Надия потребовала, чтоб некролог был в газете «Комунисти», не меньше. Мой муж — герой войны, говорила теперь Надия о том, кого всю жизнь называла извергом. Олико пришлось опять беспокоить своего высокопоставленного одноклассника. Но Гурами согласился только на газету «Тбилиси» — время-то было еще старое, не горбачевское, когда каждый-всякий говорит и пишет что хочет. Надия все равно рассказывала всем, что некролог был в газете «Комунисти», — пусть идут проверяют!

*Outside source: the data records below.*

PR #8591, opened 2024-10-02
symbol was compared with GMT_SYMBOL_CUBE twice instead of GMT_SYMBOL_COLUMN

joa-quim:
Also moved DEBUG print to outside a for loop


seisman (approved):

seisman:
it worked yesterday. there must be.some changes outside GMT. Will see what happened tomorrow.

PR #8593, opened 2024-10-06
Check if options is NULL rather than options->option

seisman:

Address https://github.com/GenericMappingTools/gmt/pull/8592#discussion_r1788831719.
Patches #8592.


joa-quim (approved):
OK, but this was not changed in #8593. It’s here for quiet some time (if I remember well).

seisman:
It was changed in #8592. See below for the diff:
https://github.com/GenericMappingTools/gmt/pull/8592/files#diff-fbd4b88ec2e0eb0c696a1fef67f37f1ac34e561b2cde8f5adeefbf824cba042f

joa-quim:
Ah, I remember a bit better now (I’m on mobile, cannot use tools). I had a previous older change in my local file. The +n in triangulate had nothing to do with it. But still strange that I hadn’t made a separate PR got it. Sorry.

PR #8598, opened 2024-10-10
anim07.sh. Data registration (_g vs _p).

Esteban82:
grdgradient and grdimage uses different data registration (see  https://docs.generic-mapping-tools.org/dev/datasets/remote-data.html#data-registration).

This causes an error in this animation. 
I append  _p for grdgradient to solve it.

Approve if you think that is the best solution.

It would possible to change in the version 6.5?


Esteban82:
The same issue happens with animation 08 and 11. I made a commit.

joa-quim (approved):

PR #8612, opened 2024-11-07
Fix the variable transparency case that was broken by the #8255 commit.

joa-quim:
The fix in the #8255 was actually very incomplete and left the working array still pointing to a zero filled array and hence this type of transparency was totally broken. This PR fixes that. But this PR also addressees other situations.

- For the variable transparency case, and given that it implies cresting a **much** bigger _ps_ that considerably slows down the image rasterization, a new modifier **+t** is added to **-Q** to select true transparency. Otherwise, and by default, a blended transparency, that is an opaque combination of colors and alpha's, is computed.
- The single transparency value case was not working at all. This PR now does also the blended composition by default.
- The **-Q** docs are modified but I don't think they are telling the full truth. Debugging the code I don't see where a 2-values transparency layer is creating a true transparent figure. I always see the code path falling into the `grdimage_img_set_transparency` function that either copies a color or blends it. I don't know enough postscript to follow this matter any further.

If someone wants to play with a variable transparency file, here is one.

Женщины поехали на правительственной «Волге» Гурами, а Володя — на своей инвалидке. Наказание, а не машина. Хотя ее, по списку, могли купить только ветераны войны. Приходилось выделывать руками цирковые пируэты, чтобы сдвинуть ее с места. Со всех районов Грузии начали съезжаться в Кутаиси родственники, пошли растягивать раскладушки, прятать грязные носки под матрац…
«Фиджи, ты красива, как цветок!» — сказал Фафочке Гурами Джикия, когда она садилась к нему в машину. Гурами часто говорил о себе: «Хотел бы я быть поэтом, но кто же будет республикой управлять?» Фафочка не верила, что красива, как цветок. И если бы ей сказали, что многие будут приходить на похороны Андро Кобаидзе, чтоб на нее, Фафочку, посмотреть, — тоже бы не поверила, ни за что.

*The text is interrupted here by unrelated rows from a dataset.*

PR #8616, opened 2024-11-14
Let the -U+t (i.e. without any argument to the +t modifier) plot no stamp at all.

joa-quim:
Now this plots only the GMT logo and nothing else. Before this PR it still plotted the time stamp.
```
gmt plot -R0/3/0/0.1 -Jx1i -U+t -T  -view GMT_-U
```

### DIFF
--- a/src/gmt_init.c
+++ b/src/gmt_init.c
@@ -2527,43 +2527,46 @@ int gmt_parse_model (struct GMT_CTRL *GMT, char option, char *in_arg, unsigned i
 #define is_text(item,k)  (item[k] == 't' && item[k+1])	/* Modifier t followed by random text */
 
 /*! Parse the -U option.  Full syntax: -U[<label>][+c][+j<just>][+o<dx>[/<dy>]][+t<string>]  Old syntax was -U[[<just>]/<dx>/<dy>/][c|<label>] */
-GMT_LOCAL int gmtinit_parse_U_option (struct GMT_CTRL *GMT, char *item) {
+GMT_LOCAL int gmtinit_parse_U_option(struct GMT_CTRL *GMT, char *item) {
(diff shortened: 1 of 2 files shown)


Esteban82:
I got this with master

GMT_-U_previo


and this with this branch

GMT_-U

I use this command with `png` (instead of `view`). Is view a thing? I got a weird message. 

`gmt plot -R0/3/0/0.1 -Jx1i -U+t -T  -png GMT_-U`

Esteban82 (approved):

joa-quim:
I confess I just learnt about the -view in https://docs.generic-mapping-tools.org/latest/reference/options.html#timestamps-on-plots-the-u-option

But yes, the plots you posted correctly show the situation. **+t** is supposed to replace the time stamp but only worked if it has an argument. A trick was to set `+t" "` but that is ugly and hard to discover.

rbdavis:
Hi Roger,

I'm not cc'ing anyone. You are probably receiving these messages because you are (to be confirmed) in the 'core' group that I indeed select for reviewing the PR's I submit.

Cheers

Joaquim
 

-----Original Message-----

seisman:
Yes, Roger is in the core group. I can remove him from the "core" group or maybe we can have a "gmt-core" team for people who'd like to review the GMT C project.

joa-quim:
I just removed Roger (and Paul) from the 'core' group. And yes, we could have a team for reviews, but how different would it be from 'core'?

seisman:
Actually, we already have a "gmt-maintainers" team (https://github.com/orgs/GenericMappingTools/teams). 

image

joa-quim:
Where, curiously, I am not in. Sure I can add me, but I still think the 'core' is the right group for asking/informing about new PR's.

У Олико был целый список просьб к Гурами. Ей надо было успеть за три часа езды. Но Гурами укачивало в машине, как беременную женщину. Они останавливались тут и там, и его выворачивало. Когда он приходил в себя, Олико приступала к делу. Дяде Серго с сыном надо срочно перейти на грузинскую фамилию — через фиктивный брак с бабушкой Нуцей, конечно, — мальчику ведь в институт поступать! Кому он нужен с такой фамилией? Это раз…

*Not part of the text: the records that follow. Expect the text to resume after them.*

PR #8619, opened 2024-11-16
Move the annoying warning about the sloppy w/e/s/n one level up (GMT_MSG_INFORMATION)

joa-quim:
I propose to move the warning about the sloppy w/e/s/n one level up (require -Ii).

This warning shows up like 
```
gmtread [WARNING]: (w - x_min) must equal (NX + eps) * x_inc), where NX is an integer and |eps| <= 0.0001.
gmtread [WARNING]: w reset from 5.96701 to 5.93333333333
...
```
and I bet a large majority of users don't understand what we are talking about. On the other side, at least to me, that occurs with codes generated inside a wrapper where user has really no control on the exact w/e/s/n being asked, which will be modified anyway. So, for a bit sanity (perhaps mostly mine) let's move it up one level of verbosity.


Esteban82 (approved):
Sounds fine to me. Blind approval. Let me know if you want me to test it.

joa-quim:
No need to test (I did it).

PR #8625, opened 2024-11-19
Let -J & -F have a -J without scale/size (not used anyway).

### LINKED ISSUE #8624: mapproject -F should not need a -J.../scale
A by product of #8623 

```
C:\v>echo -9 40 | mapproject -Ju29 -C -F
mapproject [WARNING]: No UTM zone given; zone 60T selected
-7036643.48288  71786047.2525

C:\v>echo -9 40 | mapproject -Ju60T -C -F
mapproject [WARNING]: Length <unit> T not supported - revert to default unit [cm]
mapproject [WARNING]: No UTM zone given; zone 60T selected
-7036643.48288  71786047.2525
```
The problem is that it wants also a scale. Like this it works.
```
C:\v>echo -9 40 | mapproject -Ju60T/1:1 -C -F
-7036643.48288  71786047.2525
```

joa-quim:
Fixes #8624


joa-quim:
Right. Before the fisrt two commands would complain and give wrong results.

Дядя Серго с сыном были уже в Кутаиси — крутили по залу черный рояль. Надия руководила мужчинами, колеса скрипели, рояль разъезжал из угла в угол, но в дверь не пролезал. Можно было разобрать его на части, но время не позволяло. Надия распорядилась ставить гроб на рояль. Кто-то из «извергов» Кобаидзе осмелился заметить, что будет высоковато, и предложил подрезать ножки. На что Надия ответила одним (историческим) словом: «Беккерия» («Это Беккер!»). Очень много лет, до тех пор пока рояль не продали маленькому немцу, все считали, что именно так называется музыкальный инструмент, который всегда молчит.